High-frequency indicators illustrate slowdown

Even prior to the explosion, the economic impact of Lebanon’s problems was becoming clear in the data, with high-frequency data points underscoring just how parlous the situation had become. The country’s PMI survey, which was already perennially in contractionary sub-50 territory, fell to just 30.9 in April, indicating a sizeable shrinking in the private sector. The global lockdown which grounded flights all around the world, alongside the local closures in Lebanon itself, saw visitor arrivals to Lebanon fall to just 7,721 in April, compared with 770,258 in April the previous year. Hotel occupancy has plummeted as a result, and this will exert a heavy toll on the tourism sector, which accounts for some 18% of GDP according to the World Travel & Tourism Council, and is an important source of FX and employment (19.2%). Container throughput at the Port of Beirut declined 33% y/y in H1, while new cars registered over the period declined by 71%.

Visitor arrivals, '000

Source: Haver Analytics, Emirates NBD Research

 

Alongside this fall in activity indicators has been the collapse of the Lebanese pound on the parallel market, and the massive spike in inflation which will have severely curtailed household spending power. The pound has lost around 80% of its value to trade at around LBP 7,500/USD (compared with the official rate of LBP 1,507.5/USD), and this brought y/y inflation to 112.4% in June, compared with 89.7% in July.

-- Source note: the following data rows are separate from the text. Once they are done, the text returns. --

PR #787, opened 2025-09-26
editor and webview fixes

jurgenvinju:
* [x] adds viewColumn to showDocument by creating a new method editDocument that does have that parameter
   - makes sure the editor is not a preview document
   - makes sure to take the focus
   - interprets the viewColumn parameter the same as the webview creator
* [x] fixes webview creation
   - breaks a funny cache where due to an equal html document (with a nested iframe that is not equal) a webview 
     would never be updated
   - make sure the webviews don't take focus unnecessarily, such that people working in an editor can continue 
     typing

This is based on https://github.com/usethesource/rascal/pull/2453 and have to wait for an RC to be able to merge this.

### DIFF
--- a/rascal-lsp/src/main/java/org/rascalmpl/vscode/lsp/terminal/ITerminalIDEServer.java
+++ b/rascal-lsp/src/main/java/org/rascalmpl/vscode/lsp/terminal/ITerminalIDEServer.java
@@ -38,8 +38,7 @@ import java.util.Base64.Encoder;
 import java.util.concurrent.CompletableFuture;
 import org.checkerframework.checker.nullness.qual.MonotonicNonNull;
 import org.checkerframework.checker.nullness.qual.Nullable;
-import org.eclipse.lsp4j.ShowDocumentParams;
-import org.eclipse.lsp4j.ShowDocumentResult;
+import org.eclipse.lsp4j.Range;
 import org.eclipse.lsp4j.jsonrpc.services.JsonNotification;
 import org.eclipse.lsp4j.jsonrpc.services.JsonRequest;
 import org.rascalmpl.values.IRascalValueFactory;
@@ -67,7 +66,7 @@ public interface ITerminalIDEServer {
     }
 
     @JsonRequest
-    default CompletableFuture<ShowDocumentResult> edit(ShowDocumentParams edit)  {
+    default CompletableFuture<Void> edit(EditorParameter edit)  {
         throw new UnsupportedOperationException();
     }
 
@@ -230,6 +229,30 @@ public interface ITerminalIDEServer {
         @Override
         public String toString() {
             return "editParameter: " + module;
+        }
+    }
+
+    public static class EditorParameter {
+        private String uri;
+        private int viewColumn;
+        private Range range;
+
+        public EditorParameter(String uri, Range range, int viewColumn) {
+            this.uri = uri;
+            this.range = range;
+            this.viewColumn = viewColumn;
+        }
+
+        public Range getRange() {
+            return range;
+        }
+
+        public String getUri() {
+            return uri;
+        }
+
+        public int getViewColumn() {
+            return viewColumn;
         }
     }
 
--- a/rascal-lsp/src/main/java/org/rascalmpl/vscode/lsp/terminal/TerminalIDEClient.java
+++ b/rascal-lsp/src/main/java/org/rascalmpl/vscode/lsp/terminal/TerminalIDEClient.java
@@ -35,7 +35,7 @@ import java.net.URI;
 import java.util.concurrent.ExecutionException;
 import org.apache.logging.log4j.LogManager;
 import org.apache.logging.log4j.Logger;
-import org.eclipse.lsp4j.ShowDocumentParams;
+import org.eclipse.lsp4j.Range;
 import org.eclipse.lsp4j.jsonrpc.Launcher;
 import org.jline.terminal.Terminal;
 import org.rascalmpl.debug.IRascalMonitor;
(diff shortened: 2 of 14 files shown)


rascal-lsp/src/main/java/org/rascalmpl/vscode/lsp/terminal/ITerminalIDEServer.java
```diff
@@ -233,6 +232,30 @@ public String toString() {
         }
     }
 
+    public static class EditorParameter {
```
DavyLandman, line 235: shouldn't this extend `ShowDocumentParams`? to denote it's an extention of lsp feature?

rascal-lsp/src/main/java/org/rascalmpl/vscode/lsp/terminal/TerminalIDEClient.java
```diff
@@ -100,16 +101,15 @@ public void browse(URI uri, String title, int viewColumn) {
     }
 
     @Override
-    public void edit(ISourceLocation path) {
+    public void edit(ISourceLocation path, int viewColumn) {
         ISourceLocation physical = Locations.toClientLocation(path);
-        ShowDocumentParams params = new ShowDocumentParams(physical.getURI().toASCIIString());
-        params.setTakeFocus(true);
```
DavyLandman, line 106: we've lost the capability to set focus?

rascal-lsp/src/main/java/org/rascalmpl/vscode/lsp/util/EvaluatorUtil.java
```diff
@@ -194,7 +194,7 @@ private static void extractReasonAndStackTrace(Throwable e, String task, StringW
 
     private enum ErrorHandlingOption {
         // The order in which these values are declared is the order in which they will appear in the VS Code tooltip
-        REPORT_ON_GITHUB("Report on GitHub"),
+        REPORT_ON_GITHUB("Report on GitHub with usethesource/rascal-language-servers"),
```
DavyLandman, line 197: this does make it a very wide button, I don't think we need to be this specific?

DavyLandman (approved):
Some small comments, but the eslint has shown a few style things in the typescript that need to get fixed.

rascal-lsp/src/main/java/org/rascalmpl/vscode/lsp/util/EvaluatorUtil.java
jurgenvinju: Well I never recognized this as something that belonged to the Rascal project, because there is no hint to which extension this belongs. I thought it was some co-pilot-like extension of VScode. So I thought let's help the users see that.

rascal-lsp/src/main/java/org/rascalmpl/vscode/lsp/terminal/ITerminalIDEServer.java
jurgenvinju: Also it's not extending showDocument, it's replacing it. So documentation of the old feature will not remain relevant.  It's better (more stable) to let them evolve independently.

jurgenvinju:
Can't find any eslint issues. The eslint run looks clean to be. Where to look? 

I do have java lint issues because of the snapshot dependency.

rascal-vscode-extension/package.json
```diff
@@ -14,7 +14,7 @@
     "color": "#ffffff",
     "theme": "light"
   },
-  "version": "0.13.0-head",
+  "version": "0.13.0-opendag",
```
DavyLandman, line 17: this shouldn't be committed. it's something you do locally. but stuff breaks if we merge this to main.

rascal-vscode-extension/src/lsp/RascalLSPConnection.ts
```diff
@@ -104,6 +111,27 @@ async function showContentPanel(url: string, title:string, viewColumn:integer):
...
+        const uri = vscode.Uri.parse(uriString);
+
+        const doc = await vscode.workspace.openTextDocument(uri);
+
+        // Show it in an editor
+        const editor = await vscode.window.showTextDocument(doc, {
+             // make sure it's not a preview, otherwise it will dissappear with the next focus change:
+            preview: false,
+            // put it where we want: if another editor is open for the same URI _and_ the same viewColumn, that one will be reused:
+            viewColumn: viewColumn,
```
DavyLandman, line 124: this does not implement the `-1` and `-2` features of rascal.

jurgenvinju: yes it does. Why do you say that? That's copied straight from the VScode docs.

jurgenvinju:
```
export enum ViewColumn {
		/**
		 * A *symbolic* editor column representing the currently active column. This value
		 * can be used when opening editors, but the *resolved* {@link TextEditor.viewColumn viewColumn}-value
		 * of editors will always be `One`, `Two`, `Three`,... or `undefined` but never `Active`.
		 */
		Active = -1,
		/**
		 * A *symbolic* editor column representing the column to the side of the active one. This value
		 * can be used when opening editors, but the *resolved* {@link TextEditor.viewColumn viewColumn}-value
		 * of editors will always be `One`, `Two`, `Three`,... or `undefined` but never `Beside`.
		 */
		Beside = -2,
		/**
```

rascal-vscode-extension/package.json
jurgenvinju: thanks for the reminder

Most concerning for social stability is the rise in food prices, which increased by 336.2%, up from 246.6% the previous month. The more-than-threefold rise in food prices will likely have been compounded further by the Beirut blast, and inflation will likely push higher over the next several months. According to a Reuters report, the central bank can only afford to subsidise essential imports at the official exchange rate for three more months, which would see prices rise even quicker if a new deal with the IMF or international creditors is not reached. Aside from the erosion of spending power through inflation, the loss of homes and livelihoods caused by the explosion will also dampen private consumption, which usually accounts for over 90% of Lebanon’s GDP. In such a scenario the economic contraction in Lebanon this year is likely to be severe, even as it is offset by a collapse in imports.

Inflation, % y/y

Source: Bloomberg, Emirates NBD Research

The damage wrought by the explosion has made the need for Lebanon’s key players to come to agreement on the reform process, and to secure an IMF deal, even more pressing. The country announced it was formally seeking the Fund’s support in May (see Lebanon seeking IMF support), but since then discussions have floundered as disputes over the size of the hit to be endured by the banking sector came to the fore. Adib has been urged by French President Emmanuel Macron and the IMF to come forward with an agreed proposal as soon as possible, but the horse-trading that usually proceeds the formation of a new government in Lebanon could hold this process up. What seems increasingly likely is that any deal with the IMF will necessitate a recognition that the official exchange rate is no longer tenable, with a devaluation towards the parallel market rate probable.